◆ **Saved data entries**
::::::::

PR #943, opened 2015-11-14
Implement Service & Service Object for Resource

stephenplusplus:
For #904

This hooks resource manager up with Service & ServiceObject.

### DIFF
--- a/lib/resource/index.js
+++ b/lib/resource/index.js
@@ -22,12 +22,19 @@
 
 var extend = require('extend');
 var is = require('is');
+var nodeutil = require('util');
 
 /**
  * @type {module:resource/project}
  * @private
  */
 var Project = require('./project.js');
+
+/**
+ * @type {module:common/service}
+ * @private
+ */
+var Service = require('../common/service.js');
 
 /**
  * @type {module:common/streamrouter}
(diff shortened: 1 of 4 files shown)


lib/resource/project.js
```diff
@@ -59,66 +67,130 @@ var util = require('../common/util.js');
...
+     */
+    getMetadata: true,
+
+    /**
+     * Set the project's metadata.
+     *
+     * @resource [projects: update API Documentation]{@link https://cloud.google.com/resource-manager/reference/rest/v1beta1/projects/update}
+     * @resource [Project Resource]{@link https://cloud.google.com/resource-manager/reference/rest/v1beta1/projects#Project}
+     *
+     * @private
```
callmehiphop: Is this supposed to be private?

callmehiphop: Or are we just marking it private because the upstream APIs don't allow requests yet?

stephenplusplus: Actually, I think it's because I originally thought that the API was busted, but it's just that you have to be authenticated as yourself (not a service account). I need to just add a line about that and remove the private tag.

lib/resource/index.js
```diff
@@ -88,24 +80,28 @@ function Resource(options) {
...
+  this.defaultProjectId_ = options.projectId;
 }
 
+nodeutil.inherits(Resource, Service);
+
 /**
  * Create a project.
  *
+ * **This method only works if you are authenticated as yourself, e.g. using the
+ * gcloud SDK.**
```
stephenplusplus: RE: https://github.com/GoogleCloudPlatform/gcloud-node/pull/943#discussion_r44863079

lib/resource/project.js
callmehiphop: Cool, is there any way we could check for that and dynamically decide whether or not we need to skip the set metadata tests?

stephenplusplus: I don't think we can dynamically check, but we can have an env var maybe that will tell the system tests to run. Could you open a new issue?

callmehiphop: For sure, thanks!

stephenplusplus: And to you. Good catch!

::::::::

◆ **Goal of the exercise**
Give all the records again. Match them exactly.

◆ **Answer to the problem**
PR #943, opened 2015-11-14
Implement Service & Service Object for Resource

stephenplusplus:
For #904

This hooks resource manager up with Service & ServiceObject.

### DIFF
--- a/lib/resource/index.js
+++ b/lib/resource/index.js
@@ -22,12 +22,19 @@
 
 var extend = require('extend');
 var is = require('is');
+var nodeutil = require('util');
 
 /**
  * @type {module:resource/project}
  * @private
  */
 var Project = require('./project.js');
+
+/**
+ * @type {module:common/service}
+ * @private
+ */
+var Service = require('../common/service.js');
 
 /**
  * @type {module:common/streamrouter}
(diff shortened: 1 of 4 files shown)


lib/resource/project.js
```diff
@@ -59,66 +67,130 @@ var util = require('../common/util.js');
...
+     */
+    getMetadata: true,
+
+    /**
+     * Set the project's metadata.
+     *
+     * @resource [projects: update API Documentation]{@link https://cloud.google.com/resource-manager/reference/rest/v1beta1/projects/update}
+     * @resource [Project Resource]{@link https://cloud.google.com/resource-manager/reference/rest/v1beta1/projects#Project}
+     *
+     * @private
```
callmehiphop: Is this supposed to be private?

callmehiphop: Or are we just marking it private because the upstream APIs don't allow requests yet?

stephenplusplus: Actually, I think it's because I originally thought that the API was busted, but it's just that you have to be authenticated as yourself (not a service account). I need to just add a line about that and remove the private tag.

lib/resource/index.js
```diff
@@ -88,24 +80,28 @@ function Resource(options) {
...
+  this.defaultProjectId_ = options.projectId;
 }
 
+nodeutil.inherits(Resource, Service);
+
 /**
  * Create a project.
  *
+ * **This method only works if you are authenticated as yourself, e.g. using the
+ * gcloud SDK.**
```
stephenplusplus: RE: https://github.com/GoogleCloudPlatform/gcloud-node/pull/943#discussion_r44863079

lib/resource/project.js
callmehiphop: Cool, is there any way we could check for that and dynamically decide whether or not we need to skip the set metadata tests?

stephenplusplus: I don't think we can dynamically check, but we can have an env var maybe that will tell the system tests to run. Could you open a new issue?

callmehiphop: For sure, thanks!

stephenplusplus: And to you. Good catch!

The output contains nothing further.